Magnetic Field Analysis of Hollow Halbach Long Stator Permanent Magnet Synchronous Linear Motor for Suspension Permanent Magnet Maglev Train

Abstract

In suspended permanent magnet maglev trains, the magnetic field generated by hollow-type permanent magnet synchronous linear motors is one of the main sources of low-frequency electromagnetic fields. To investigate the magnetic field generated by the linear motor in the train, this paper first establishes the 2D and 3D models of the linear motor using ANSYS EM software. Then, the electromagnetic simulation of the magnetic field of the linear motor is performed under conditions of no load and full load. Next, the magnetic field of the motor is measured using a six-channel high-precision magnetic field test system, and the simulation and measurement results are compared. The result analysis indicates that the energy distribution of the electromagnetic field generated by the linear motor is uniform and that the magnetic induction intensity falls within the range of 0 to 1.1 T. Meanwhile, the linear motor can form a closed loop with a small electromagnetic field energy leakage.
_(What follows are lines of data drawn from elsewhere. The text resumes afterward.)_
PR #158, opened 2015-08-04
Use generic Push/PopObjectContainer

Flamefire:
Requires boost 1.54


Flow86:
will merge it as soon as I added a proper boost-version for all architectures. I won't forget it.

Flow86:
perhaps we could even switch to boost::serialization and/or to protobuf (so we could get rid of the ridiculous messages-stuff)

MarcusSt:
We should get rid of recursion in serialization... ;-) But that's another story.

Flamefire:
Boost is included in the contrib folder so this actually works. Although some overly greedy gitignores removed some boost files which made the build fail. Trying to build again. Just a sec.

MarcusSt:
@Flow86 Can it be merged like this? Should work, as boost is in contrib.

Flamefire:
And builds on the test server

Flow86:
nein weil du mir das cmake gelöscht hast - es hatte schon einen grund warum das drin ist.

Flamefire:
Hatte es für einen Fehler in der gitignore gehalten, sorry.
Warum ist das überhaupt drin? Finde nicht, dass es rein sollte. Libraries ja, dann muss man die sich nicht zusammensuchen, aber Build-Umgebungszeug? Warum dann nicht gleich ne ganze IDE oder so was includen? Ist eh selten, dass binaries im Git sind und gerade bei CMake würde ein Link in der Readme reichen, statt es direkt zu includen. So müsste man es auch noch aktuell halten...

Flamefire:
I'll investigate a bit into boost serialization. It would help quite a lot: Only 1 function for serialization AND deserialization instead of 1 each. Not sure how boost handles recursion... We may need to either increase the stack size or reduce our hierarchy depth.

Flow86:
removing recursion at all would be much better. perhaps we could simply serialize all items (from x=0..width and y=0..height) and then save the relations between them?

Flamefire:
And what about e.g. a military building with soldiers in it? It would also make the code a mess and a hell to maintain. SO question related: http://stackoverflow.com/questions/31827802/boost-serialization-with-recursion?noredirect=1#comment51578780_31827802

Flamefire:
@Flow86 Can you comment on my reasoning for removing cmake?

Flow86:
@Flamefire da wir es für die windows nutzer so einfach wie möglich halten sollten, aber hast schon recht, eigentlich gehört es da nicht rein

Flamefire:
@Flow86 Heißt halt, dass wir das auch aktuell halten müssten und für die meisten Entwickler ist es eh unnötig weil schon vorhanden.
BTW: u.U. müssen wir mal die anderen libraries aktualisieren oder zumindest prüfen...

Wenn das so ok ist bitte mergen.

Flow86:
I have built boost now for most architectures (32bit linux boost is the only one left, which I will built I think this evening)

Flamefire:
Alright, perfect. Then I'd add another commit to this PR which removes boost?
And could you update Cmake while you are on it. The version on the server seems to be buggy e.g. for finding boost.

Flow86:
thats the standard ubuntu cmake version, but I'll have a look then

Flow86:
merged manually

PR #172, opened 2015-08-08
Two small compile fixes for FreeBSD/clang

uqs:


Flow86:
shouldnt be the locale header inside mygettext.h?

uqs:
Depends on what sort of IWYU (include what you use) paradigm you subscribe to, I guess. This cpp file uses LC_ALL, and thus needs to have a declaration for it.

Either via header pollution from some other include, or by just declaring that it needs this header directly.

I think the latter makes more sense. I have used http://include-what-you-use.org/ at work before, not on RTTR though (yet?)

Flow86:
its okay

Combined with its installation structure, the radiation to the surrounding environment is weak, and the interference with the normal operation of the train control communication equipment is minimal. This study lays a foundation for analyzing electromagnetic distribution on the surface of the suspended permanent magnet maglev train. It also provides a basis for formulating various electromagnetic radiation protection measures and provides theoretical support for developing suspended permanent magnet maglev trains.